The purpose of this qualitative study was to compare patients' and providers' interpretations and responses to AF symptoms and to identify where treatment can be improved to better address patient needs and well-being.
Qualitative design using focus groups with patients (3 groups) and providers (3 groups).
Patients with physician-confirmed AF (n=29) and cardiologists, primary care physicians, and cardiac nurses (n=24).
Focus groups elicited patient and provider perspectives regarding the symptom experience of AF, treatment goals, and gaps in care. Patient and provider transcripts were analyzed separately, using a thematic content analysis approach, and then compared.
While patients and providers described similar AF symptoms, patients' illness experiences included a wider range of symptoms that elicited anxiety and impacted quality of life (QOL) across many biopsychosocial domains. Patients and providers prioritized different treatment goals. Providers tended to focus on controlling symptoms congruent with objective findings, minimizing stroke risk, and restoring sinus rhythm. Patients focused on improving QOL by reducing medication use or procedures. Both patients and providers struggled with patients' cardiac-related anxiety. Patients expressed an unmet need for education and support.

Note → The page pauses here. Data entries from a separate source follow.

PR #1496, opened 2024-08-05
 [Access] Add compatible range to Node Version Info endpoint

UlyanaAndrukhiv:
## Context

In this PR the `openAPI` and `protobuf` spec was updated for `NodeVersionInfo` endpoint.


protobuf/flow/entities/node_version_info.proto
```diff
@@ -21,4 +21,8 @@ message NodeVersionInfo {
     // If the node started after the beginning of the spork, it is the height of the first sealed block
     // indexed.
     uint64 node_root_block_height = 6;
+    // The first block that the node's version supports.
+    uint64 protocol_version_start_height = 7;
+    // The last block the node's version supports.
+    uint64 protocol_version_end_height = 8;
```
peterargue, line 27: I think these should be grouped in an embedded message. that way if version control is not enabled, we can just return nil indicating there are no values.

also note that this is not the protocol version start/end. It's actually the execution version since it's related to cadence/fvm. there will be a future change to add support for similar functionality for different protocol versions, so we should make sure to differentiate them here.

how about naming the message field `compatible_range` with `start_height` and `end_height` fields

openapi/access.yaml
```diff
@@ -1218,6 +1220,12 @@ components:
         node_root_block_height:
           type: string
           format: uint64
+        protocol_version_start_height:
+          type: string
+          format: uint64
+        protocol_version_end_height:
+          type: string
+          format: uint64
```
peterargue, line 1228: similar comment for the rest API

peterargue (approved):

Patients with AF experience a range of symptoms and QOL issues. While guidelines recommend shared-decision making, discordance between patient and provider perspectives on the importance, priority, and impact of patients' perceived AF symptoms and consequent cardiac anxiety may result in differing treatment priorities. Starting from a perspective that contextualizes AF in the broader context of patients' lives, prioritizes QOL, and addresses symptom-specific anxiety as a prime concern may better address patients' unmet needs.
心房颤动(房颤)是最常见的异常心律,给患者、医疗服务提供者和美国医疗保健系统带来了相当大的负担。
本定性研究旨在比较患者和医疗服务提供者对房颤症状的解释和反应,并确定在何处可以改进治疗以更好地满足患者的需求和福祉。
使用患者(3 组)和医疗服务提供者(3 组)的焦点小组进行定性设计。
经医生确诊的房颤患者(n=29)和心脏病专家、初级保健医生和心脏护士(n=24)。
焦点小组引出了患者和提供者对房颤症状体验、治疗目标以及护理差距的看法。分别使用主题内容分析方法对患者和提供者的转录本进行分析,然后进行比较。
虽然患者和提供者描述了相似的房颤症状,但患者的疾病体验包括更广泛的症状,这些症状引发了焦虑,并影响了许多生物心理社会领域的生活质量(QOL)。患者和提供者对不同的治疗目标有不同的看法。提供者倾向于专注于控制与客观发现一致的症状,最大限度地降低中风风险,并恢复窦性心律。患者则专注于通过减少药物使用或手术来改善 QOL。患者和提供者都在努力解决患者的心脏相关焦虑问题。患者表示需要接受教育和支持。
房颤患者会经历一系列症状和 QOL 问题。虽然指南建议共同决策,但患者和提供者对患者感知的房颤症状的重要性、优先级和影响以及随之而来的心脏焦虑的看法存在差异,可能会导致治疗重点不同。从一个将房颤置于患者生活更广泛背景下、优先考虑 QOL 并解决特定症状焦虑这一主要关注点的角度出发,可能会更好地满足患者的未满足需求。